### Task details
Scan the entries below and extract each line with the word "function" in it.

### Data to examine
++++++++++

PR #6771, opened 2016-07-27
Checks if modal is open before assigning key

itsjoekent:
#### What's this PR do?
- Check if a modal is open before assigning a local storage key.
- Otherwise if the modal triggers a page refresh the onboarding flow is tricked & thinks you already saw it, meanwhile you didn't.
- Adds an onboarding version to the key.

Setup a campaign with a competition modal, check if onboarding works after page refresh.
Confirm normal signups also still work

The onboarding version is used so we can make sure users see onboarding again in the future if we make a major change to it (eg: new slide).
#### Relevant tickets

Fixes #hm_nope
#### Checklist
- [ ] Tested on staging.

### DIFF
--- a/lib/themes/dosomething/paraneue_dosomething/js/onboarding.js
+++ b/lib/themes/dosomething/paraneue_dosomething/js/onboarding.js
@@ -8,6 +8,8 @@ const React = require('react');
 const ReactDom = require('react-dom');
 const Modal = require('dosomething-modal');
 
+const ONBOARDING_VERSION = '1.0';
+
 /**
  * Welcome to the Laboratory.
  * Run your experiments below.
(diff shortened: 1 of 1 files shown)


lib/themes/dosomething/paraneue_dosomething/js/onboarding.js
```diff
@@ -17,7 +18,7 @@ $(document).ready(function() {
   const disabledByLanguage = ['mx', 'br'].indexOf(campaign.language.language_code) != -1;
   let localStorageKey = null;
 
-  if (campaign && user && !disabledByLanguage) {
+  if (campaign && user && !disabledByLanguage && !Modal.isOpen()) {
```
itsjoekent, line 23: This conditional is getting long, not sure if we should break it out into a function of its own or just leave it

DFurnes:
Okie dokie. ⛵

++++++++++

### Output for this task
@@ -17,7 +18,7 @@ $(document).ready(function() {
itsjoekent, line 23: This conditional is getting long, not sure if we should break it out into a function of its own or just leave it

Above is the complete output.